• Task details
Wherever "venv" appears in a line of the records below, count that line, and report only the number.

• Stored data entries
##########

PR #127, opened 2026-09-06
perf(capture): end-to-end native write path, opt-in via NativePackSink

zaoxing:
## What

Replaces the Python capture-path on the hot side with a C++ implementation
that is byte-identical to the reference. The Python pipeline stays as the
permanent conformance oracle and the rollback target.

```
ring record worker
  → NativePackSink (RecordSink: validate envelopes, ATen dtype map, slice)
  → PackSink: bounded queue → N scope-hashed packer threads
  → per-pair stage queues → stager threads → fsync'd spool
  → parallel uploader → SigV4 PUT (single + multipart) → S3/Garage
```

## Why

| Stage | Python (this host, 5955WX) | Native | Notes |
|---|---:|---:|---|
| Capture pipeline (spool) | 0.235 GiB/s | 0.42–0.52 GiB/s | monotonic to N=8 (+121% vs Python) |
| Packer alone | 0.359 | 0.63 | slice-by-16 IEEE CRC32 |
| Uploader (parallel) | bounded by GIL | bounded by socket | preflight + re-hash + post-upload visibility |

Per-instance: a 3×4090 host needs 1.1 GiB/s; 1.5–2.0 GiB/s modeled ceiling
clears that with 2–3 instances. The design doc's adopted 0.235 target is
beaten with margin in every reading.

> **Read the numbers above as a direction, not a figure.** They were taken
> on a shared host that is not quiet. Measured 2026-09-06: three
> consecutive runs of the same `bench_sink` binary in the same minute, at
> load average 14.5 on 32 threads, gave 0.259 / 0.492 / 0.519 GiB/s — a 2×
> spread on identical work. The *decision* is robust to that: even the
> worst reading beats the 0.235 Python baseline and clears the 0.37 GiB/s
> per-instance requirement for the 3×4090 shape. The *figures* are not
> publishable until they are re-taken on a quiet host, which is the
> outstanding obligation recorded at Checkpoint B and the protocol in
> `docs/benchmarks.md` ("How noisy this host is, measured").

## TDD evidence (every fix went RED first)

Whole-stack CPU suite is 1228 passed / 0 failed / 0 skipped, and the
live suite 188 passed with one pre-existing environmental failure (see
"CI story").
Per-module map — every line in the table has a test in the cited file
that was failing before the implementation went in:

| Module (impl → spec) | Test file | Behavior pinned |
|---|---|---|
| `pack_builder.cpp` (`dmi-pack-v1` writer) | `test_native_pack_conformance.py` | byte-equality vs `PackWriter` on 4 corpora incl. the recorded `tests/data/capture_golden_manifest.json` digest `53a087…`; CRC32 vs zlib; shape/empty/rejection parity |
| `spool.cpp` (`.open`/`.ready`/quarantine) | `test_native_spool.py` | cross-impl drain, idempotence, capacity, quarantine, stale-`.open` removal, accounting, component-wise key validation, symlinked-ancestor containment |
| `pack_sink.cpp` (queue → assembler → spool) | `test_native_pack_sink.py` | golden e2e, scope/linger seals, drop/block policies, duplicates, oversized, size splits, scope isolation N=4, head-to-head vs `HostCapturePipeline` |
| `s3_client.cpp` + `s3_sign.cpp` | `test_native_s3_client.py` + `test_native_s3_sign.py` | 11/11 SigV4 vs botocore, 8/8 against server-side-re-signing fake S3, retry taxonomy, byte cap |
| `uploader.cpp` (parallel + preflight) | `test_native_uploader.py` | e2e sink→spool→store, idempotent re-upload, parallel batch, retries, corrupt refusal, byte-gate, **boto3 head-to-head** |
| `native_pack_sink.cpp` (torch adapter) | `test_native_adapter_torch.py` | 19 tests, all 10 dtypes, validation, lease guards |
| `native_sink.py` (selection) | `test_native_rollback.py` | shared layout, config validation, native→Python indexer e2e |

Live-catalog re-run on rebased origin/main (per the TDD verification
checklist — rebase is a code change, the suite re-runs):

```
tests/test_clickhouse_catalog_live.py + test_clickhouse_capture_catalog.py
                                  + test_capture_end_to_end_live.py
-m "clickhouse and manual and not garage" -q
  → 11 passed, 100 deselected in 7.19s
```

This includes the two new tests that drove #125 (per-writer publish
serialization, process binding) — Phase A's native write path never
touches the catalog, but the rollback test (above) uses the Python
`CatalogIndexer`, so the catalog fix lands cleanly underneath Phase A
and Phase B (the native catalog port) inherits the new contract.

Full suite after rebase:
```
make test    → 1228 passed, 149 deselected
make test-all → 1207 passed, 7 pre-existing failures (missing
                _native_backend/_host_backend .so + uninitialized
                submodules), identical with or without this branch
```

## Design choices, in ledger

`docs/benchmarks.md` records every kept idea and every dead one:
- raw-FNV routing silently collapsed all 8 scopes onto worker 0 (flat
  "scaling" — a real bug); fmix64 finalizer is the fix
- broadcast `notify_all` on every submit was a 180k-wakeup per-trial
  thundering herd at N=8; per-worker + per-stage CVs fixed scaling
- slice-by-16 IEEE CRC32 (not crc32q) — same polynomial, far faster
- Lock scope in `Spool::Stage` covers accounting only; byte reservation
  keeps the byte cap exact
- `.dmi-pack.ready` suffix check was 15 chars when it should be 16 →
  every ready file invisible to recovery; the test caught it
- `Close()` calling `Snapshot()` under the held lock self-deadlocked
  (the test caught it on the first `native-build conformance_sink` run)
- Forward-wait used the wrong CV → flush barrier hung; test caught it
- Fake S3 emitted duplicate `Content-Length` on HEAD → boto3 head-to-
  head test caught it; S3-faithfulness improved for every client test
- `".."` was tested as a *substring* of the whole object key, not as a
  path component, so the legal key `tenant=a..b` was refused — and the
  refusal fails the stager thread, which closes the sink for every
  later submit. Python stages that key fine. Now a component-wise walk
  against Python's `_KEY_COMPONENT`, which also *narrows* native for
  keys carrying other illegal characters
- The escape guard was purely textual, so a symlinked ancestor let a
  pack be written *outside* the spool root and acknowledged as durably
  staged — then `recover()` could not see it, because
  `recursive_directory_iterator` does not follow directory symlinks.
  The pack was never uploaded and its bytes stayed charged against the
  budget forever. Now `weakly_canonical` containment before the lock,
  matching the oracle's `resolve(strict=False)`

## Post-review polish round (the last 24 commits)

A four-lens review of `native/csrc/` (correctness, consistency,
test-coverage, simplification) reported 40 findings across the stack.
Each was handed to an independent adversarial verifier whose job was to
*refute* it; only verifier-confirmed `correctness`/`requirement`
findings were fixed. **3 were refuted outright and 6 more were confirmed
but downgraded to `optional`** — those are listed below rather than
fixed, so a reviewer can tell "judged" from "missed".

Because #128 and #129 merged mid-review, these fixes were written
against the three separate branches and then replayed onto this one.
The conflicts were resolved to keep BOTH sides wherever both carried a
real check — see the `test_the_inline_identity_list_is_byte_identical_too`
/ `test_the_parameterized_statements_are_byte_identical_too` pair, which
were two same-named tests covering different paths (the inline member
list vs the `%(name)s` parameter path); both survive, renamed.

What landed, by area:

| Area | Fixes |
|---|---|
| `spool.cpp` | `a..b` component check (a legal key latched the whole sink); `weakly_canonical` containment (a symlinked ancestor wrote outside the root and lied about durability) |
| `common/json.cpp` | the shared integer scan is bounded before the multiply, and the row path refuses an out-of-range literal instead of packing its remainder |
| `catalog_writer.cpp` / `clickhouse_client.cpp` | one ten-character escaper (was four of ten); `CURLOPT_POSTFIELDSIZE_LARGE` (a NUL truncated the statement on the wire); single-pass `%(name)s` substitution (a value spelling a placeholder was rewritten by a later parameter's pass) |
| `pack_index.cpp` | footer metadata validated where the oracle validates it, with overflow-checked shape and offset arithmetic; `pack_id` validated as a UUID instead of interpolated raw |
| `schema.cpp` | the rebuild instruction now names the legacy object it refuses over; the grant probe covers it too |
| `indexer.cpp` | one failure per distinct claimant, in the oracle's order |
| `reader.cpp` | cursor `captured_at_ns`, `v` and `w` all bounded (each wrapped modulo 2^64); leading zeros refused; the four missing `CaptureQuery` bounds and the oracle's text validation ported |
| `hydration.cpp` | rank ≥ 2 hydration and the whole-record footer binding pinned by tests |

Every correctness fix went RED first. As one worked example, I re-proved
the two `spool.cpp` fixes independently of their author by reverting
only that file to `92c2225`, rebuilding the drivers, and re-running:

```
FAILED test_native_spool.py::test_stage_rejects_a_key_escaping_through_a_symlinked_directory
FAILED test_native_pack_sink.py::test_dotted_tenant_stages_and_does_not_latch_the_sink
2 failed, 1 passed, 20 deselected
```

The test that passes in both states is the point:
`test_object_key_parity_with_python` only ever compared the key
*string* and never staged, so a defect that latches the whole sink was
invisible to the test named for object-key parity. It now stages, and
asserts a later submit is still accepted.

### Confirmed on this PR's files but deliberately NOT fixed

Recorded so a reviewer does not re-find them. Each was confirmed by
execution and then judged not worth a behavior change here:

| Finding | Why it is not fixed |
|---|---|
| `s3_sign.cpp:75` sorts `SignedHeaders` by the raw map key while lowercasing only the emitted text | Every production path lowercases before signing, so it is reachable only through the conformance driver. Verified: mixed-case `X-Amz-Meta-Zed` diverges from botocore, `Content-MD5` does not |
| `pack_builder.cpp:353` discards `ParseUuid`'s result | Unreachable: the only non-test caller feeds `NewPackId()`, and `SinkConfig` has no `pack_id` field, so there is no injection surface. Python's reader also rejects such bytes on read |
| `spool.cpp:34` `IsUuid` accepts uppercase hex where Python's ready-name grammar is lowercase-only | No in-tree producer can emit one. Worth knowing that where it *is* reachable Python **quarantines** the file rather than skipping it |
| `pack_sink.cpp:64` validates only `num_workers` | The contract is deliberately enforced one layer up, in `native_sink.py`, whose docstring says so. 3 of the 5 bounds diverge, not "every other bound" |
| `uploader.cpp:221` records an oversized pack per-pack where the oracle refuses the whole batch up front | **Open design call, not a defect to fix silently.** Measured: Python raises with 0 objects uploaded and 4 packs still staged; native returns `ok:true` with 3 uploaded and 1 staged. Two purpose-named tests pin the current behavior and `docs/benchmarks.md:483` records a related decision, so choosing the oracle's all-or-nothing policy is a maintainer call. What is unambiguously wrong either way is the comment at `uploader.cpp:222` asserting the parity it violates |
| `spool.cpp:277` conflict check outside the write lock | **Refuted.** The TOCTOU is real but both claimed harms were disproved by execution: `::link` returns `EEXIST` rather than overwriting, and the loser's `unreserve()` keeps accounting exact. Do not "fix" this by moving the write under the mutex — it would serialise every stager on disk I/O and still not close the cross-process case |

## What is *not* in this PR (honest scope)

- No default-sink change: `create_native_pack_sink` is opt-in via
  `MonitoringEngine.create_record_runtime(record_sink=...)`. The Python
  path is unchanged for everyone else.
- ~~Phase B (native catalog/indexer) is the next step~~ — **no longer
  true.** #129 merged into #128 and #128 merged into this branch, so
  this PR now carries all three phases: the native write path (A), the
  native catalog and indexer (B), and the native reader and hydration
  (C). Read the diff as the whole stack, not as Phase A alone.
- **Live ring e2e**: the adapter is driven with synthetic envelopes.
  A real `RingEngine` path requires the full backend (submodule-init
  blocked here). Rollback proven via the Python-side indexer instead.
- **Live Garage**: all store tests run against the signature-verifying
  fake, not a real endpoint. Boto3 head-to-head runs against the fake
  too (URL-rewritten via the test's proxy slot).

## CI story

- `make test` (CPU): 1228 passed.
- `make test-all` (full): 7 pre-existing failures unrelated to this
  work — missing build artifacts (gitignored `.so` for `_native_backend`
  / `_host_backend`, submodules uninitialized here). Same 7 with or
  without this branch.
- The S3/uploader tests skip gracefully when libcurl headers are
  absent; the torch adapter needs the venv torch CI installs
  (`torch>=2.8,<3` is in `python-checks.yml`).

## Files (89 changed, +24 436)

- `native/csrc/{common,pack,store,sink}/**` — the implementation
- `native/csrc/conformance/` — moved into `common/`
- `tests/test_native_{pack_conformance,s3_sign,s3_client,spool,pack_sink,uploader,adapter_torch,rollback}.py` — TDD tests, all RED first
- `benchmarks/profile_pipeline_stages.py`, `benchmarks/data/native-pipeline/{baseline-*,}.json` — attribution
- `docs/benchmarks.md` — perf ledger (every kept and reverted decision)
- `tasks/{plan,todo}.md` — plan and durable state (re-read at every cycle)

## Reviewer's quick path

1. `make test PYTHON=<venv>/bin/python` — 1228 passed, 0 failed.
2. `pytest -m 'clickhouse and manual and not garage' PYTHON=<venv>/bin/python`
   — live-catalog pass (11, includes #125's two new tests).
3. `native/build/conformance_{main,sign,store,spool,sink}` (CPU-only
   drivers) cover the byte-compatibility, signing, and fault paths
   without needing a GPU or ClickHouse.
4. `native/build/bench_sink single` and
   `native/build/bench_sink interleaved spooldir=/dev/shm/...` reproduce
   the scaling numbers.


native/csrc/store/uploader.cpp
```diff
@@ -0,0 +1,343 @@
...
+      result.failures.push_back(
+          {staged.pack_id, staged.object_key, 0,
+           "pack exceeds the in-flight byte limit"});
+      ++result.snapshot.attempted_packs;
+      ++result.snapshot.failed_packs;
+      continue;
+    }
+  }
+  result.refs.resize(pending.size());
+  result.failures.resize(pending.size());
```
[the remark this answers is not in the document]
zaoxing: Fixed in d207668: `UploadPending` now assigns both vectors to the recover() order up front and writes oversized refusals into their own indexed slots; workers fill the rest by index, so refs[i]/failures[i] always pair positionally. The new mixed-batch test (`test_mixed_batch_reports_oversized_pack_at_its_position`) reproduced the loss first — before the fix all four failure records came back empty while the snapshot still said failed_packs=1 — and passes after.

native/csrc/pack/conformance_main.cpp
```diff
@@ -0,0 +1,209 @@
...
+      meta.batch_position = static_cast<uint64_t>(meta_int(rt, "batch_position"));
+      meta.dtype = meta_string(rt, "dtype");
+      meta.shape = meta_shape(rt);
+      meta.captured_at_ns = static_cast<uint64_t>(meta_int(rt, "captured_at_ns"));
+      // payload
+      static std::vector<std::vector<uint8_t>> payload_storage;
+      payload_storage.push_back(meta_payload(rt));
+      rec.payload = payload_storage.back().data();
+      rec.payload_bytes = payload_storage.back().size();
+      const dmi_pack::Status st = builder.Append(rec);
```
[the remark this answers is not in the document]
zaoxing: Fixed in d207668: the static vector is gone. `PackBuilder::Append` copies the payload into its buffer synchronously, so a per-record local has the right lifetime; the pack conformance suite (incl. golden byte-equality) is green against the rebuilt driver.

tests/test_native_pack_conformance.py
```diff
@@ -0,0 +1,381 @@
...
+        step_number=0,
+        token_start=0,
+        token_end=0,
+        batch_position=0,
+        dtype="uint8",
+        shape=(2, 3),
+        captured_at_ns=1,
+    )
+    records = [CaptureRecord(metadata=CaptureMetadata(**meta), payload=bytes(6))]
+
```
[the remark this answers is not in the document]
zaoxing: Fixed in d207668: the test now calls `_assert_packs_match` like its empty-shape sibling, so multi-dim shape handling is actually compared byte-for-byte. Verified it has teeth by mutating the payload (test fails) and restoring it (passes).

native/csrc/common/json.cpp
```diff
@@ -0,0 +1,279 @@
...
+          out->append(buf);
+        } else {
+          out->push_back(static_cast<char>(c));
+        }
+    }
+  }
+  out->push_back('"');
+}
+
+}  // namespace dmi_conformance
```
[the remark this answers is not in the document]
zaoxing: Fixed in d207668 — closing comment now reads dmi_common.

native/csrc/common/json.h
```diff
@@ -0,0 +1,62 @@
...
+
+// A "..." literal (with quotes) to raw text.
+std::string ParseLiteral(const std::string& literal);
+
+bool DecodeBase64(const std::string& in, std::vector<uint8_t>* out);
+void EncodeBase64(const std::vector<uint8_t>& data, std::string* out);
+void EncodeBase64(const uint8_t* data, size_t n, std::string* out);
+void EscapeJson(const std::string& value, std::string* out);
+
+}  // namespace dmi_conformance
```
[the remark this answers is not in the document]
zaoxing: Fixed in d207668 — closing comment now reads dmi_common.

tests/test_native_spool.py
```diff
@@ -0,0 +1,219 @@
...
+# The key must end in "<pack_id>.dmi-pack" — both spools enforce this — and
+# its tenant= segment must name the pack's own tenant (the catalog's
+# foreign-tenant binding refuses anything else at read time).
+OBJECT_KEY = (
+    "v1/tenant=tenant-golden/date=2026-09-05/session=session-golden/rank=0/"
+    "018f0000-0000-7000-8000-000000000f01.dmi-pack"
+)
+
+
+def _golden_pack() -> bytes:
```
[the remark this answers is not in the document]
zaoxing: Fixed in d207668 — annotation corrected to `tuple[bytes, str, int]`.

zaoxing:
Copilot's bench_sink thread (spool cleanup via `system(("rm -rf ") + argv)`) — **reproduced** (`spooldir=/tmp/x; touch /tmp/marker` executed the marker) and **fixed in 925de3d** on this branch's stack: the cleanup is `std::filesystem::remove_all` on the path itself, no shell, no injection. CPU gate 1203 green after. Thread resolved.

Samfisheryu (commented):
Reviewed this PR together with the #128/#129 stack; four reproduced findings are inline. The Ring binding and sustained spool/upload lifecycle need fixing before merging the native path.

Validation at #129 head a4d3dcb (findings attributed to the introducing diff): native pack/store/sink suites 78 passed; real ClickHouse catalog/reader suites 66 passed; existing single-GPU reference/ClickHouse record Ring suites 10 passed. However, the actual default native capture runtime fails during extension loading, and the full CPU suite cannot collect when both extensions are built. Excluding the two conflicting test modules, the remaining CPU suite passed 1181 tests. S3 tests used the signature-verifying fake service, not live Garage. No GPU Ring implementation changes or hypothetical multi-stream ordering assumptions are involved.

native/csrc/sink/bindings_sink.cpp
```diff
@@ -0,0 +1,115 @@
...
+
+}  // namespace
+
+PYBIND11_MODULE(TORCH_EXTENSION_NAME, m) {
+  py::class_<ring::RecordSinkLease, std::shared_ptr<ring::RecordSinkLease>>(
+      m, "RecordSinkLease");
+
+  py::class_<dmi_sink::NativePackSink,
+             std::shared_ptr<dmi_sink::NativePackSink>>(
+      m, "NativePackSink")
```
Samfisheryu, line 112: [P1] Reuse the existing Ring binding types so this sink can actually attach

With both extensions rebuilt, this minimal import fails:

```python
import torch
import _native_backend
import _dmi_native_sink
# ImportError: generic_type: type "RecordSinkLease" is already registered!
```

`bindings.cpp` already registers this same C++ lease type. I also initialized a real single-GPU Ring and called #129's default `create_record_runtime(CaptureRecordFormat())`; it fails at the same import, before any records can flow.

There is a second part to the binding fix: this `NativePackSink` registration omits `ring::RecordSink` as its pybind base, so eliminating the duplicate registration alone does not provide the engine's required type relationship or inherited `_acquire_engine()` method. Please reuse the existing lease/base registration and bind the derived sink correctly. Add a test loading both extensions and attaching this sink to a real Ring; the standalone synthetic-envelope tests do not exercise that boundary.

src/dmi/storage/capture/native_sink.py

##########

• Problem solution
3